* Your objective *
Review the material line by line. Identify and copy every line that contains the string "traverse".

* Supplied information *
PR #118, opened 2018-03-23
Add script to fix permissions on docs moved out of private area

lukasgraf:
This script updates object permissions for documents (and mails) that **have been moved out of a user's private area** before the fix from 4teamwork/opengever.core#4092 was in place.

--

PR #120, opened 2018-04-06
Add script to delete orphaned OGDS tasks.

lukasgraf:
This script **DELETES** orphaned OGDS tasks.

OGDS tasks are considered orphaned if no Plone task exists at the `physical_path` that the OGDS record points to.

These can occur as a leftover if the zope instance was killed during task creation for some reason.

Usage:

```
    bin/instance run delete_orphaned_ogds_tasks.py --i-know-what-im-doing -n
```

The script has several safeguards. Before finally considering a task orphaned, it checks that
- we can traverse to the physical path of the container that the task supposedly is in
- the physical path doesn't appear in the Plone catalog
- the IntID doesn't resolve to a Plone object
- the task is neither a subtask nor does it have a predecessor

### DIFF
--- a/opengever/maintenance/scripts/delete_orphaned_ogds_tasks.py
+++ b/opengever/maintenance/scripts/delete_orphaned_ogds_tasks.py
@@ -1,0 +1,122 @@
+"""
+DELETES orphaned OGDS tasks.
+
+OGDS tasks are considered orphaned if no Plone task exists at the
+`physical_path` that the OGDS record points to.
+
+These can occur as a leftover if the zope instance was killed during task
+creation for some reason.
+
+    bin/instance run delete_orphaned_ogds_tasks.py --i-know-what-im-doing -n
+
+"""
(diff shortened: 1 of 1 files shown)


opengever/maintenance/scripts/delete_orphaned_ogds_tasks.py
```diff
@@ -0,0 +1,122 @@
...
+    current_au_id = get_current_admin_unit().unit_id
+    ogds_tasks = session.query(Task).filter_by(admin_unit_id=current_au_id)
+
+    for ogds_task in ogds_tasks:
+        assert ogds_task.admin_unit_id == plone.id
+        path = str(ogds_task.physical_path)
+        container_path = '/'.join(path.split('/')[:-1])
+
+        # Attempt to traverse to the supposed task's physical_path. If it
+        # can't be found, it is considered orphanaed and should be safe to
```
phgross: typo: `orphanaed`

* Answer below *
- we can traverse to the physical path of the container that the task supposedly is in
+        # Attempt to traverse to the supposed task's physical_path. If it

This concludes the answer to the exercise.